Exercise instructions. Count every line below that holds the word "precedence", and give the number with no other words.

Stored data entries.
Segment Open

PR #2590, opened 2026-06-09
feat: introduce remote registry for Agent Types [NR-568047]

sigilioso:
## Summary

Adds a `RemoteRegistry` that resolves agent type definitions by pulling them from an OCI registry, complementing the existing embedded/local registry. It is not yet wired into the composite `Registry` (gated by an existing TODO), so this PR introduces the resolver and its test scaffolding without changing runtime resolution behavior.

## Changes

- `RemoteRegistry`: builds an environment-targeted OCI tag (`host-linux-<name>-<version>`, `host-windows-...`, or `kubernetes-...`), downloads through `OCIAgentTypeDownloader`, parses the definition, and rejects any whose platform does not match the running environment.
- `OCIAgentTypeDownloader` trait now carries an associated `Error` type so consumers and mocks aren't tied to the concrete downloader error.
- Test publisher (`oci-test-utils`) generalized behind an `ArtifactKind` trait so it can publish agent-type artifacts alongside agent packages; existing `PackageMediaType` callers are unchanged.
- Integration tests actually using the RemoteRegistry.

## Notes for reviewers

- Not yet active: nothing constructs `RemoteRegistry` in production paths, so this is additive.
- The OCI tag uses only `name` and `version`, not the agent type namespace. This is the expected behavior as `namespace` is supposed to be used to support additional remotes.

### DIFF
--- a/agent-control/src/agent_type/registry/remote.rs
+++ b/agent-control/src/agent_type/registry/remote.rs
@@ -11,15 +11,12 @@ use crate::environment::Environment;
 /// resolves them from its own running [Environment], which is used to build the OCI tag
 /// `<platform>-<operating_system>-<name>-<version>` (the operating system segment is omitted on
 /// kubernetes, matching how agent type metadata maps platform/os to [Environment]).
-// TODO: not yet wired into `Registry`; remove the `allow(dead_code)` once the composite registry
-// consumes it (see the precedence TODO in `Registry`).
-#[allow(dead_code)]
+// TODO: not yet wired into the composite `Registry` (see its precedence TODO).
 pub struct RemoteRegistry<D> {
     environment: Environment,
     downloader: D,
 }
 
-#[allow(dead_code)]
 impl<D: OCIAgentTypeDownloader> RemoteRegistry<D> {
     pub fn new(environment: Environment, downloader: D) -> Self {
         Self {
@@ -49,13 +46,24 @@ impl<D: OCIAgentTypeDownloader> AgentTypeRegistry for RemoteRegistry<D> {
         agent_type_id: &AgentTypeID,
     ) -> Result<AgentTypeDefinition, AgentTypeRegistryError> {
         let tag = self.artifact_tag(agent_type_id);
-        let definition = self
+        let raw = self
             .downloader
             .download(&tag)
             .map_err(|err| AgentTypeRegistryError::Remote(err.to_string()))?;
-        Ok(serde_saphyr::from_slice::<AgentTypeDefinition>(
-            &definition,
-        )?)
+        let definition = serde_saphyr::from_slice::<AgentTypeDefinition>(&raw)?;
+
+        // The tag targets a single environment, so a definition for a different one means the
+        // remote returned an artifact we did not ask for. Reject it rather than supervise an
+        // agent type meant for another platform.
+        let found = definition.metadata.environment;
+        if found != self.environment {
+            return Err(AgentTypeRegistryError::EnvironmentMismatch {
+                requested: self.environment,
+                found,
+            });
+        }
+
+        Ok(definition)
     }
 }
 
@@ -102,6 +110,24 @@ deployment:
         let definition = registry.get(&agent_type_id()).unwrap();
 
         assert_eq!(definition.metadata.environment, Environment::K8s);
+    }
+
+    #[test]
+    fn test_get_rejects_definition_for_a_different_environment() {
+        let mut downloader = MockOCIAgentTypeDownloader::new();
+        // The downloader returns a kubernetes definition while the registry runs on Linux.
+        downloader
+            .expect_download()
+            .returning(|_| Ok(K8S_DEFINITION.as_bytes().to_vec()));
+
+        let registry = RemoteRegistry::new(Environment::Linux, downloader);
+        assert_matches!(
+            registry.get(&agent_type_id()),
+            Err(AgentTypeRegistryError::EnvironmentMismatch {
+                requested: Environment::Linux,
+                found: Environment::K8s,
+            })
+        );
     }
 
     #[test]
--- a/agent-control/src/agent_type/registry/remote.rs
+++ b/agent-control/src/agent_type/registry/remote.rs
@@ -46,25 +46,18 @@ impl<D: OCIAgentTypeDownloader> RemoteRegistry<D> {
         &self,
         metadata: &AgentTypeMetadata,
         expected_id: &AgentTypeID,
-        tag: &str,
-    ) -> Result<(), AgentTypeRegistryError> {
+    ) -> Result<(), String> {
         if metadata.environment != self.environment {
-            return Err(AgentTypeRegistryError::MetadataMismatch {
-                tag: tag.to_string(),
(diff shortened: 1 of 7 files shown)


agent-control/src/agent_type/registry/remote.rs
```diff
@@ -0,0 +1,160 @@
...
+    fn get(
+        &self,
+        agent_type_id: &AgentTypeID,
+    ) -> Result<AgentTypeDefinition, AgentTypeRegistryError> {
+        let tag = self.artifact_tag(agent_type_id);
+        let raw = self
+            .downloader
+            .download(&tag)
+            .map_err(|err| AgentTypeRegistryError::Remote(err.to_string()))?;
+        let definition = serde_saphyr::from_slice::<AgentTypeDefinition>(&raw)?;
```
danielorihuela: I believe this is wrong. We should use the function @gsanchezgavier PR to check the protocol version.

agent-control/src/agent_type/registry/remote.rs
```diff
@@ -0,0 +1,160 @@
...
+
+        // The tag targets a single environment, so a definition for a different one means the
+        // remote returned an artifact we did not ask for. Reject it rather than supervise an
+        // agent type meant for another platform.
+        let found = definition.metadata.environment;
```
danielorihuela: Just to be clear. For this to happen, the agent owner should add a "linux" package with an agent type that says `platform: kubernetes` or something like that. Is that it?

agent-control/src/agent_type/registry/remote.rs
```diff
@@ -0,0 +1,160 @@
...
+        AgentTypeID::try_from("newrelic/com.newrelic.infrastructure:0.1.0").unwrap()
+    }
+
+    #[rstest::rstest]
+    #[case::linux(Environment::Linux, "host-linux-com.newrelic.infrastructure-0.1.0")]
+    #[case::windows(Environment::Windows, "host-windows-com.newrelic.infrastructure-0.1.0")]
+    #[case::kubernetes(Environment::K8s, "kubernetes-com.newrelic.infrastructure-0.1.0")]
+    fn test_artifact_tag(#[case] environment: Environment, #[case] expected_tag: &str) {
+        let registry = RemoteRegistry::new(environment, MockOCIAgentTypeDownloader::new());
+        assert_eq!(registry.artifact_tag(&agent_type_id()), expected_tag);
```
danielorihuela, line 130: Nit: `artifact_tag` should be a separated private function.

agent-control/src/agent_type/registry/remote.rs
sigilioso: Exactly, there should be an error on the remote (Eg: linux agent type published in the OCI repository as k8s)

agent-control/src/agent_type/registry/remote.rs
sigilioso: Well, it is right until #2589 gets merged 😉 

However, you are totally right. This is the conflicting part: if this got merged before, we would need to update it when #2589 is merged.

gsanchezgavier: good thing is that it wont compile in any case :)

agent-control/src/agent_type/registry/remote.rs
gsanchezgavier: I wonder if make sense to also check for the rest of the metadata , in other words why only environment?

gsanchezgavier (dismissed):
thanks i just left a minor question

agent-control/src/agent_type/registry/remote.rs
sigilioso: The rest of metadata is already checked when de-serializing, isn't it? We need to specifically check the environment  because we represent any environment with the enum.

agent-control/src/agent_type/registry/remote.rs
danielorihuela: AH okey, then I resolve this.

test/crates/oci-test-utils/src/publisher.rs
```diff
@@ -72,30 +98,50 @@ impl PackagePublisher {
...
+            .await
+        })
     }
 
-    async fn push_async(&self, file: &Path, media_type: PackageMediaType, tag: &str) -> Reference {
+    async fn push_async(
+        &self,
+        file: &Path,
+        layer_media_type: &str,
+        manifest_artifact_type: &str,
```
danielorihuela, line 125: I wonder if we could make this generic and pass the artifact kind directly. I had this idea, I haven't actually thought about it deeply.

danielorihuela (dismissed):

agent-control/src/agent_type/registry/remote.rs
gsanchezgavier: > The rest of metadata is already checked when de-serializing, isn't it?

the checks are similar to what the environment checks are performed. So on de-ser we check that everything is consistent. In this case you are checking that what is expected to be in the artifact is there, but only for the environment and not for the version for instance. The same way the environment could not match, could happen with the version i guess.

sigilioso: Thanks for clarifying! I'm adding the rest of validations as well.

test/crates/oci-test-utils/src/publisher.rs
sigilioso: we could, but considering that it is private and that `push_with_tag<A: ArtifactKind>` is already resolving the generic, I don't think it is worth it.

agent-control/src/agent_type/registry/remote.rs
sigilioso: I've just extended the validation here: [87db633](https://github.com/newrelic/newrelic-agent-control/pull/2590/commits/87db633da01bd0c86b3c6ff73f9a895a8cf55383)

agent-control/src/agent_type/registry/remote.rs
sigilioso: I'm leaving this unchanged for now because it is likely changing when @gsanchezgavier extends the name validation

agent-control/src/agent_type/registry/remote.rs
```diff
@@ -38,6 +38,36 @@ impl<D: OCIAgentTypeDownloader> RemoteRegistry<D> {
...
     }
+
+    /// Verifies that the downloaded definition's metadata matches what was requested: its
+    /// environment must equal the running one and its id must equal `expected_id`. A mismatch
+    /// means the remote returned an artifact we did not ask for, so it is rejected.
+    fn check_metadata(
+        &self,
+        metadata: &AgentTypeMetadata,
+        expected_id: &AgentTypeID,
+        tag: &str,
```
gsanchezgavier: couldn't we decorate the errors with tag outside and avoid passing it ? if i saw correctly is just being used for that

sigilioso: Decorating outside now, the helper returns error the details as `Err(String)` now. LMKWYT

gsanchezgavier (approved):
thanks!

Segment Closed

Result for this exercise. 2